I'll be donating my catch to Jigging Jim


----------



## eyecatchum2 (Mar 30, 2010)

what time A.M or P.M.? I would like to make this one also if the ice is good.


----------



## Jigging Jim (Apr 3, 2010)

ParmaBass said:


> Ok....
> 
> Well lets shoot for the 19th of February. White Perch tournament on the North end Ladue. More details will be added as more people commit. Kinda shooting for a plain jane type of event, no trophys, no donuts, no early start time (10ish) Maybe $4.00 entry fee, most White Perch wins and a $1.00 BIG White Perch pot...
> 
> I'll be donating my catch to Jigging Jim


He-he.... Cool!


----------



## ParmaBass (Apr 11, 2004)

eyecatchum2 said:


> what time A.M or P.M.? I would like to make this one also if the ice is good.

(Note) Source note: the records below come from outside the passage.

PR #787, opened 2023-03-30
feat: implement ViemLocalEip712Signer

### LINKED ISSUE #777: feat(hub-nodejs): add ViemEip712 Signer
Allow creating an Eip712Signer with Viem.

Users who use Viem can create signers using those instances, instead of having to generate Ethers wallets. Note that ethers will still be a dependency since our package needs it for other reasons. 

No

michaelhly:
## Motivation
closes #777 

## Change Summary
Implement an Eip712Signer using Viem

## Merge Checklist

## Additional Context

---

## PR-Codex overview
This PR adds a new `ViemLocalEip712Signer` class and makes several changes to the `core` package. 

### Detailed summary
- Adds `ViemLocalEip712Signer` class to `core/src/signers`
- Updates `core/package.json` to include `viem` dependency
- Updates `core/src/crypto/eip712.ts` to add a type cast for compatibility with `viem`
- Updates `core/src/signers/viemLocalEip712Signer.test.ts` to test `ViemLocalEip712Signer`
- Updates `core/src/signers/nobleEd25519Signer.test.ts` to import `ok` from `neverthrow`
- Updates `core/src/signers/viemLocalEip712Signer.ts` to implement `Eip712Signer` and add methods for signing message hashes and verification claims
- Updates `core/src/signers/testUtils.ts` to add a `testEip712Signer` function for testing `Eip712Signer` implementations
- Updates `core/src/signers/ethersV5Eip712Signer.test.ts` and `core/src/signers/ethersEip712Signer.test.ts` to use `testEip712Signer` function instead of manually testing methods.

> The following files were skipped due to too many changes: `packages/core/src/signers/ethersEip712Signer.test.ts`, `yarn.lock`

### DIFF
--- a/packages/core/src/signers/viemLocalEip712Signer.ts
+++ b/packages/core/src/signers/viemLocalEip712Signer.ts
@@ -10,7 +10,7 @@ import { HubAsyncResult, HubError } from '../errors';
 import { VerificationEthAddressClaim } from '../verifications';
 import { Eip712Signer } from './eip712Signer';
 
-export class ViemEip712Signer extends Eip712Signer {
+export class ViemLocalEip712Signer extends Eip712Signer {
   private readonly _viemLocalAccount: LocalAccount<string>;
 
   constructor(viemLocalAccount: LocalAccount<string>) {
--- a/packages/core/src/signers/viemLocalEip712Signer.ts
+++ b/packages/core/src/signers/viemLocalEip712Signer.ts
@@ -1,5 +1,6 @@
 import { ResultAsync } from 'neverthrow';
 import { LocalAccount } from 'viem/accounts';
+import { bytesToHex } from 'viem/utils';
 import { hexStringToBytes } from '../bytes';
 import {
   EIP_712_FARCASTER_MESSAGE_DATA,
@@ -43,7 +44,7 @@ export class ViemLocalEip712Signer extends Eip712Signer {
         types: { MessageData: EIP_712_FARCASTER_MESSAGE_DATA },
         primaryType: 'MessageData',
         message: {
-          hash,
+          hash: bytesToHex(hash),
         },
       }),
       (e) => new HubError('bad_request.invalid_param', e as Error)
--- a/packages/core/src/signers/viemLocalEip712Signer.ts
+++ b/packages/core/src/signers/viemLocalEip712Signer.ts
@@ -19,14 +19,6 @@ export class ViemLocalEip712Signer extends Eip712Signer {
     this._viemLocalAccount = viemLocalAccount;
   }
 
-  private _toViemCompat712Domain() {
-    const { salt, ...rest } = EIP_712_FARCASTER_DOMAIN;
-    return {
-      salt: salt as `0x${string}`,
-      ...rest,
-    };
-  }
-
   public async getSignerKey(): HubAsyncResult<Uint8Array> {
     return ResultAsync.fromPromise(
       Promise.resolve(this._viemLocalAccount.address),
@@ -37,7 +29,7 @@ export class ViemLocalEip712Signer extends Eip712Signer {
   public async signMessageHash(hash: Uint8Array): HubAsyncResult<Uint8Array> {
     const hexSignature = await ResultAsync.fromPromise(
       this._viemLocalAccount.signTypedData({
-        domain: this._toViemCompat712Domain(),
+        domain: EIP_712_FARCASTER_DOMAIN,
         types: { MessageData: EIP_712_FARCASTER_MESSAGE_DATA },
         primaryType: 'MessageData',
         message: {
@@ -52,7 +44,7 @@ export class ViemLocalEip712Signer extends Eip712Signer {
   public async signVerificationEthAddressClaim(claim: VerificationEthAddressClaim): HubAsyncResult<Uint8Array> {
     const hexSignature = await ResultAsync.fromPromise(
       this._viemLocalAccount.signTypedData({
-        domain: this._toViemCompat712Domain(),
+        domain: EIP_712_FARCASTER_DOMAIN,
         types: { VerificationClaim: EIP_712_FARCASTER_VERIFICATION_CLAIM },
         primaryType: 'VerificationClaim',
         message: {
--- a/packages/core/src/signers/viemLocalEip712Signer.ts
+++ b/packages/core/src/signers/viemLocalEip712Signer.ts
@@ -27,14 +27,11 @@ export class ViemLocalEip712Signer extends Eip712Signer {
     };
   }
 
-  private async _getSignerKey() {
-    return this._viemLocalAccount.address;
-  }
-
   public async getSignerKey(): HubAsyncResult<Uint8Array> {
-    return ResultAsync.fromPromise(this._getSignerKey(), (e) => new HubError('unknown', e as Error)).andThen(
-      hexStringToBytes
-    );
+    return ResultAsync.fromPromise(
+      Promise.resolve(this._viemLocalAccount.address),
+      (e) => new HubError('unknown', e as Error)
+    ).andThen(hexStringToBytes);
   }
 
   public async signMessageHash(hash: Uint8Array): HubAsyncResult<Uint8Array> {
--- a/.changeset/angry-fireants-melt.md
+++ b/.changeset/angry-fireants-melt.md
@@ -1,5 +1,5 @@
 ---
-'@farcaster/utils': minor
+'@farcaster/core': patch
 ---
 
 feat: add ViemLocalEip712Signer
--- a/.changeset/angry-fireants-melt.md
+++ b/.changeset/angry-fireants-melt.md
@@ -2,4 +2,4 @@
 '@farcaster/utils': minor
 ---
 
-feat: add ViemEip712Signer
+feat: add ViemLocalEip712Signer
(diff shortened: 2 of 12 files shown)


michaelhly:
Ran into:
https://github.com/wagmi-dev/viem/blob/1140b1fe189db8296e8eb62a713fd611c7057a9e/src/utils/data/size.ts#L10

```sh
      TypeError: Cannot read properties of undefined (reading 'length')
          at size (/Users/michaelhly/Projects/hubble/node_modules/viem/src/utils/data/size.ts:12:16)
          at validateData (/Users/michaelhly/Projects/hubble/node_modules/viem/src/actions/wallet/signTypedData.ts:169:22)
          at validateTypedData (/Users/michaelhly/Projects/hubble/node_modules/viem/src/actions/wallet/signTypedData.ts:187:3)
          at signTypedData (/Users/michaelhly/Projects/hubble/node_modules/viem/src/actions/wallet/signTypedData.ts:104:3)
          at Object.signTypedData (/Users/michaelhly/Projects/hubble/node_modules/viem/src/clients/decorators/wallet.ts:90:54)
          at ViemEip712Signer.signTypedData [as signVerificationEthAddressClaim] (/Users/michaelhly/Projects/hubble/packages/utils/src/signers/viemEip712Signer.ts:73:30)
          at processTicksAndRejections (node:internal/process/task_queues:95:5)
          at Object.<anonymous> (/Users/michaelhly/Projects/hubble/packages/utils/src/signers/viemEip712Signer.test.ts:70:22)
```

packages/utils/src/signers/viemEip712Signer.test.ts
```diff
@@ -0,0 +1,87 @@
...
+  },
+];
+
+describe('ViemEip712Signer', () => {
+  let signer: ViemEip712Signer;
+  let signerKey: Uint8Array;
+  let ethersSigner;
+
+  beforeAll(async () => {
+    const localAccount = getAccount(new Wallet(accounts[0].privateKey)) as LocalAccount;
```
michaelhly, line 27: viem currently does not have client-side signing utilities:
https://viem.sh/docs/clients/wallet.html#set-up-your-local-account

packages/utils/src/signers/viemEip712Signer.test.ts
```diff
@@ -0,0 +1,89 @@
...
+describe('ViemEip712Signer', () => {
+  const localAccount = getAccount(Wallet.createRandom()) as LocalAccount;
+  let signer: ViemEip712Signer;
+  let signerKey: Uint8Array;
+  let walletClient: WalletClient;
+
+  beforeAll(async () => {
+    walletClient = createWalletClient({
+      transport: custom({
+        // Mock RPC server behavior
```
michaelhly, line 32: viem currently does not have client-side signing utilities, so we mock the server behavior with a local account (ethers):
https://viem.sh/docs/clients/wallet.html#set-up-your-local-account

packages/utils/src/signers/viemEip712Signer.test.ts
```diff
@@ -0,0 +1,89 @@
...
+describe('ViemEip712Signer', () => {
+  const localAccount = getAccount(Wallet.createRandom()) as LocalAccount;
+  let signer: ViemEip712Signer;
+  let signerKey: Uint8Array;
+  let walletClient: WalletClient;
+
+  beforeAll(async () => {
+    walletClient = createWalletClient({
+      transport: custom({
+        // Mock RPC server responses
```
michaelhly, line 32: viem currently does not have client-side signing utilities, so we mock the server responses with a local account (which uses ethers.js):
[viem.sh/docs/clients/wallet.html#set-up-your-local-account](https://viem.sh/docs/clients/wallet.html#set-up-your-local-account)

jxom: FYI: we just released viem 0.2 (Twitter announcement soon!) which includes [private key accounts](https://viem.sh/docs/accounts/privateKey.html) (with respective signing utils).

deodad:
thanks for the PR @michaelhly! planning on trying this out tomorrow or friday. 

are you able to do the 0.2.0 upgrade [suggested](https://github.com/farcasterxyz/hub-monorepo/pull/787#discussion_r1155804930) by @jxom? would be great to replace the mock with a private key account

packages/utils/src/signers/viemEip712Signer.test.ts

I'm thinking mid morning.. 10-3... It's a pretty short pull to the fish out there.


----------



## jaysin05 (Sep 12, 2010)

I'm in...Great idea! :Banane49::Banane49::Banane49::Banane49::Banane49::Banane49::Banane49::Banane49:


----------



## ParmaBass (Apr 11, 2004)

Once I get enough commited, I'll start an official looking list!


----------



## jaysin05 (Sep 12, 2010)

whjr15 said:


> I would be game, and I'm sure I could get one or two of my friends to come (one for sure.) Problem is, we don't have a shanty or vex!



I'm guessing you meant me by "one for sure". hahaha. i never pass down a chance to fish.!#:F:F:F:F:F:F


----------



## jeffyV10 (Mar 3, 2010)

i am in and maybe a few more of my buddies. That would be a total of 4, me plus 3


----------



## quackpot (May 17, 2009)

Keep everyone updated how a list is going. I haven't missed an ice outing and hate to start now. I'm liking the later start. Not leaving the house at 4am sounds exciting. Who knows maybe I can catch them.


----------



## Perchy101 (Apr 14, 2004)

Like Quack, haven't missed one yet -- I'll be there.


----------



## ParmaBass (Apr 11, 2004)

I'll bump this as much as I can get away with, I might need some help 

Unfortunately there's a thread in the lounge about how the ice season is going to end next week  Suuuuuure it is.


----------



## walleyehunter (Apr 29, 2004)

count me in they all have been fun. thanks Perchy for the blue gill


----------



## walleyehunter (Apr 29, 2004)

walleyehunter said:


> count me in they all have been fun. thanks Perchy for the blue gill


----------



## ParmaBass (Apr 11, 2004)

Ok, Here's the plans...

February 19th Ladue White Perch Ice Tournament

Here's the rules...

MOST WHITE PERCH WINS!
-$5 entry - $4 goes to Winners pool and $1 will go toward big White Perch
-Meeting at the Washington St. Boathouse sign-ins from 9-9:45 and we'll start dragging out shortly after. 
-Hours will be 10-3:30 and I think a nice central location on the ice will be a nice place to do the weigh-in (fish count)
-Payback will be determined based on number of actual entrants, but big fish will 100%

Here's the list of people who have commited on this thread so far...

1. Parmabass
2. Whjr15 (+2?)
3. Jigging Jim
4. Sliderville
5. mbass8dor
6. Papaperch
7. EJH (+1)
8. eyecatchum2
9. Jaysin05
10. JeffyV10 (+3?)
11. Quackpot
12. Walleyehunter
13. Darris
14. Mrphish 
15. Iceberg
16. Bobberhead2 & son
17. Snag
18. Westbranchjoe (+)
19. Johnboy11171
20. MATTY ICE (Peple)
21. Chris311 (+)
22. Uncle Al


----------



## quackpot (May 17, 2009)

Add Darris to the list he is with me on weekends.


----------



## Jigging Jim (Apr 3, 2010)

:F I still have an "Open Seat" available! Please refer to (Post #6) on this Thread... Thank you. :F


----------



## jeffyV10 (Mar 3, 2010)

Jigging Jim said:


> :F I still have an "Open Seat" available! Please refer to (Post #6) on this Thread... Thank you. :F


hey Jim I would like to take you up on the open seat.


----------



## Jigging Jim (Apr 3, 2010)

jeffyV10 said:


> hey Jim I would like to take you up on the open seat.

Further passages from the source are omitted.